Wheel hub/bearing replaced, now ABS triggers at low speeds?

Joined
Jan 7, 2009
Messages
2,690
Location
Rochester, MI, US, World
I recently had my driver’s side front wheel bearing/hub assembly replaced on my Sedona. All is smooth and quiet now, but now almost every time I come to a slow rolling stop, at about 10 mph down to 5 the ABS kicks in. I’ve read about people having this happen when only one bearing is replaced, since the magnetic race it has might be slightly different than the others on the vehicle, therefore it generates a different magnetic field than the other three wheels and the system senses a slip. It’s a Timken unit. There is no ABS light on. The tone rings on all four corners looks fine, and as a test I removed and cleaned all four ABS sensors for consistency. No change.

FYI, this vehicle has ABS sensors that mount in the knuckle (not integrated into the hub), and they are original and were working fine up until this point. None show any signs of damage.

The part installed was an assembled unit, so NO the bearing was not pressed in backwards, YES it has a magnetic race (vehicle was not sold without ABS).

Is there any way to fix this, short of replacing the hub on the opposite side? I could play around with adding a spacer or washer to the ABS sensor on the wheel with the new hub.
 
99% of bolt on hub units come from china and get reboxed constantly. find the cheapest or buy a good used part.

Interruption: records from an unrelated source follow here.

PR #1166, opened 2021-02-17
Fix timing of effects that trigger when pokemon is damaged by an attack

link--11:
See #dev channel in the discord server. Currently effects that trigger when a Pokémon is damaged by an attack are activated before the damage and effects of that attack are applied. 
This is problematic if for example an attack heals the attacking Pokémon, that effect should resolve before an effect of an Ability that places damage on the attacking Pokémon. With the current implementation, a Pokémon with previously zero damage would be able to immediately heal the damage it shouldn't yet have during the resolution of the attack effect. Another relevant example is when an attack that discards an Energy faces against a triggered effect that sends back an Energy to the hand. The attacking player should choose the discard first, and only after that the defending players makes the choice on what to return, but currently it's the other way around.

I have no prior experience with this engine or the language, so not sure if this PR solves the issue completely, but based on other card implementations it should help I think, and at least provide a solid basis for changing all those same effects in one shared function.

### DIFF
--- a/src/tcgwars/logic/impl/gen7/LostThunder.groovy
+++ b/src/tcgwars/logic/impl/gen7/LostThunder.groovy
@@ -2406,15 +2406,24 @@ public enum LostThunder implements LogicCardInfo {
           resistance FIGHTING, MINUS20
           bwAbility "Mirror Counter" , {
             text "If this Pokémon is your Active Pokémon and is damaged by an attack from your opponent's Pokémon-GX or Pokémon-EX (even if this Pokémon is Knocked Out), put damage counters on the Attacking Pokémon equal to the damage done to this Pokémon."
+
+
             delayedA (priority:LAST) {
+              def counterDmg = 0
               before APPLY_ATTACK_DAMAGES, {
                 if(self.active && ef.attacker.owner != self.owner && (ef.attacker.pokemonGX || ef.attacker.pokemonEX)) {
                   bg.dm().each{
                     if(it.to == self && it.dmg.value) {
-                      bc "Mirror Counter countered ${ef.attacker}'s attack"
-                      directDamage(it.dmg.value, ef.attacker, Source.SRC_ABILITY)
+                      counterDmg = it.dmg.value
                     }
                   }
+                }
+              }
+              after APPLY_ATTACK_DAMAGES, {
+                if (counterDmg) {
+                  bc "Mirror Counter countered ${ef.attacker}'s attack"
+                  directDamage(counterDmg, ef.attacker, Source.SRC_ABILITY)
+                  counterDmg = 0
                 }
               }
             }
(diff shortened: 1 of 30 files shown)


src/tcgwars/logic/impl/gen7/UnifiedMinds.groovy
```diff
@@ -4398,10 +4372,19 @@ public enum UnifiedMinds implements LogicCardInfo {
...
+                  applyEffect = true
+                }
+              }
+              after APPLY_ATTACK_DAMAGES, {
+                if (applyEffect) {
+                  if (self.cards.contains(thisCard)) {
+                    bc "Giant Bomb activates."
+                    directDamage(100, ef.attacker, TRAINER_CARD)
+                  }
+                  applyEffect = false
```
flagrama, line 4387: Shouldn't this be using one of the new statics?

src/tcgwars/logic/impl/gen7/LostThunder.groovy
```diff
@@ -2406,17 +2406,26 @@ public enum LostThunder implements LogicCardInfo {
...
           bwAbility "Mirror Counter" , {
             text "If this Pokémon is your Active Pokémon and is damaged by an attack from your opponent's Pokémon-GX or Pokémon-EX (even if this Pokémon is Knocked Out), put damage counters on the Attacking Pokémon equal to the damage done to this Pokémon."
+
+
             delayedA (priority:LAST) {
+              def counterDmg = 0
               before APPLY_ATTACK_DAMAGES, {
                 if(self.active && ef.attacker.owner != self.owner && (ef.attacker.pokemonGX || ef.attacker.pokemonEX)) {
                   bg.dm().each{
                     if(it.to == self && it.dmg.value) {
```
flagrama, line 2416: 1
```suggestion
            delayedA (priority:LAST) {
              def counterDmg = 0
              before APPLY_ATTACK_DAMAGES, {
                bg.dm().each{
                  if(it.to == self && it.dmg.value) {
```

src/tcgwars/logic/impl/gen7/LostThunder.groovy
```diff
@@ -2406,17 +2406,26 @@ public enum LostThunder implements LogicCardInfo {
...
-                      bc "Mirror Counter countered ${ef.attacker}'s attack"
-                      directDamage(it.dmg.value, ef.attacker, Source.SRC_ABILITY)
+                      counterDmg = it.dmg.value
```
flagrama, line 2417: 2
```suggestion
                    counterDmg = it.dmg.value
```

src/tcgwars/logic/impl/gen7/LostThunder.groovy
```diff
@@ -2406,17 +2406,26 @@ public enum LostThunder implements LogicCardInfo {
...
                   }
                 }
               }
+              after APPLY_ATTACK_DAMAGES, {
+                if (counterDmg) {
+                  bc "Mirror Counter countered ${ef.attacker}'s attack"
+                  directDamage(counterDmg, ef.attacker, Source.SRC_ABILITY)
+                  counterDmg = 0
+                }
+              }
```
flagrama, line 2428: 3
Might as well use the static here too.

**However** I'd actually recommend adding another closure to the static that gets called before applyEffect gets set to True so you can affect both parts of the static freely.
```suggestion
              ifActiveAndDamagedByAttackAttached {
                if (counterDmg) {
                  bc "Mirror Counter countered ${ef.attacker}'s attack"
                  directDamage(counterDmg, ef.attacker, Source.SRC_ABILITY)
                  counterDmg = 0
                }
              }
```

flagrama (commented):
I'm not a huge fan of the closure being at the beginning instead of the end. I also think the statics should accept two closures, one for the `after` being the main effect, then after, an optional one for the `before` since I believe they will be used less often, but may be needed to gather additional "should this effect fire" info.

src/tcgwars/logic/impl/gen7/UnifiedMinds.groovy
axpendix: It has a >180 damage condition

PR #1168, opened 2021-02-20
Power Keepers: Sidney's Stadium (82): Fix onPlay

flagrama:
Should also remove the statuses when first put in play.


luongthomas (approved):
Looks good to me 👍

PR #1170, opened 2021-02-24
EX era bug fixes

TheAquaPiplup:
fixing mysterious fossil from sandstorm


TheAquaPiplup:
I forgot to label this most recent change
its making it so when blastoise ex uses energy rain it correctly detects the attachment is coming from the hand

luongthomas (approved):
Looks good, remember to test

PR #1171, opened 2021-02-26
Blastoise ex (FRLG): Fix Energy Rain

flagrama:
Should use the PLAY_FROM_HAND activation reason so that cards that rely on checking if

does the reluctor ring look identical?
 
My ABS on my avalanche was kicking in at low speeds, before my bearing hub was noticeably bad, about 5k later is was loose and making noise. I'm betting the other hub is on its way out. Rust and metal inside the hub can stick to the sensor, making it not read the reluctor.
 
99% of bolt on hub units come from china and get reboxed constantly. find the cheapest or buy a good used part.

does the reluctor ring look identical?
The cheap ones last maybe 1/3rd as long. Used may already have most of its life gone by the time that generation of vehicles (the one you have) needs new ones.

As boom10ful stated, use a scan tool to see sensed wheel speeds in realtime, though I'd wonder if the sensor wire on the corner with the replaced hub was damaged during the replacement. If it gets old and brittle, moving around more than its usual range of motion could be enough.

It could be that the other hub is worn out too, would make sense given same vehicle so same amount of wear, but does seem a little too coincidental if it happened immediately after replacing the hub.

What is this magnetic race you're talking about? Doesn't it have the tone ring on the cv axle, so the hub doesn't play a part in it, just needs to have correct sensor placement if you had removed and reinstalled it? If it is not aligned and/or a further distance away than the other side, do see if there's any adjustment possible. I wouldn't think there was so I'm back to suspecting damaged wire, could have an internal fray that isn't obvious to the eye.
 
I'm not sure this will help or not, first thing I would try is unhooking the battery for at least 10 minutes to clear any "adaptations". Also I would double check the tire air pressures on all four corners during this time.